PR #205, opened 2023-09-05
Fix generating result types with nullable directives

### LINKED ISSUE #204: Add full support for skip/include directives
GQL spec defines [skip](https://spec.graphql.org/June2018/#sec--skip) and [include](https://spec.graphql.org/June2018/#sec--include) directives. They are not fully supported cause generated pydantic types cannot parse server-side responses (e.g. skipped part of the query is missing and pydantic raises validation error).

**Example reproduction steps:**
Using https://beta.pokeapi.co/graphql/console/:

```graphql
query getPokemonByName($name: String!, $includeAbilities: Boolean!) {

  pokemon_v2_pokemon(where: {
    name: {
      _eq: $name
    }
  }) {
    id
    name
    pokemon_v2_pokemonabilities @include(if: $includeAbilities) {
      pokemon_v2_ability {
        id
        name
      }
    }
  }

}
```

```
>>> result = client.get_pokemon_by_name('pikachu', include_abilities=False)

Traceback (most recent call last):
  File "<stdin>", line 1, in <module>
  File "/Users/jbacic/Documents/Private/ariadne-codegen/app/graphql_client/client.py", line 40, in get_pokemon_by_name
    return GetPokemonByName.model_validate(data)
  File "/Users/jbacic/Documents/Private/ariadne-codegen/.venv/lib/python3.10/site-packages/pydantic/main.py", line 504, in model_validate
    return cls.__pydantic_validator__.validate_python(
pydantic_core._pydantic_core.ValidationError: 1 validation error for GetPokemonByName
pokemon_v2_pokemon.0.pokemon_v2_pokemonabilities
  Field required [type=missing, input_value={'id': 25, 'name': 'pikachu'}, input_type=dict]
    For further information visit https://errors.pydantic.dev/2.3/v/missing
```

The following server-side response:
```json
{
  "data": {
    "pokemon_v2_pokemon": [
      {
        "id": 25,
        "name": "pikachu"
      }
    ]
  }
}
```
cannot be parsed by:
```python
class GetPokemonByName(BaseModel):
    pokemon_v2_pokemon: List["GetPokemonByNamePokemonV2Pokemon"]


class GetPokemonByNamePokemonV2Pokemon(BaseModel):
    id: int
    name: str
    pokemon_v2_pokemonabilities: Optional[
        List["GetPokemonByNamePokemonV2PokemonPokemonV2Pokemonabilities"]
    ]
```
because it doesn't contain `pokemon_v2_pokemonabilities` key.

jakub-bacic:
Assign `None` as default value for optional fields created due to nullable directives. It's necessary to do so explicitly cause otherwise `pydantic` will complain about missing field (it's a regression introduced due to migration to pydantic v2).

Resolves #204.

### DIFF
--- a/CHANGELOG.md
+++ b/CHANGELOG.md
@@ -5,6 +5,7 @@
 - Fixed generating operation string for nested inline fragments.
 - Removed scalars module. Changed generated models and client to use annotated types for custom scalars. Removed `scalars_module_name` option. Removed `generate_scalars_module`, `generate_scalars_cod`, `generate_scalar_annotation` and `generate_scalar_imports` plugin hooks.
 - Removed pydantic warnings for fields with `model_` prefix.
+- Fixed generating result types with nullable directives.
 
 
 ## 0.8.0 (2023-08-22)
--- a/ariadne_codegen/client_generators/result_fields.py
+++ b/ariadne_codegen/client_generators/result_fields.py
@@ -61,10 +61,11 @@ def parse_operation_field(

▶ [EXERCISE]: Read through the data and copy every line where "generated" shows up.

▶ [ANSWER FOR THE TASK]:
GQL spec defines [skip](https://spec.graphql.org/June2018/#sec--skip) and [include](https://spec.graphql.org/June2018/#sec--include) directives. They are not fully supported cause generated pydantic types cannot parse server-side responses (e.g. skipped part of the query is missing and pydantic raises validation error).
 - Removed scalars module. Changed generated models and client to use annotated types for custom scalars. Removed `scalars_module_name` option. Removed `generate_scalars_module`, `generate_scalars_cod`, `generate_scalar_annotation` and `generate_scalar_imports` plugin hooks.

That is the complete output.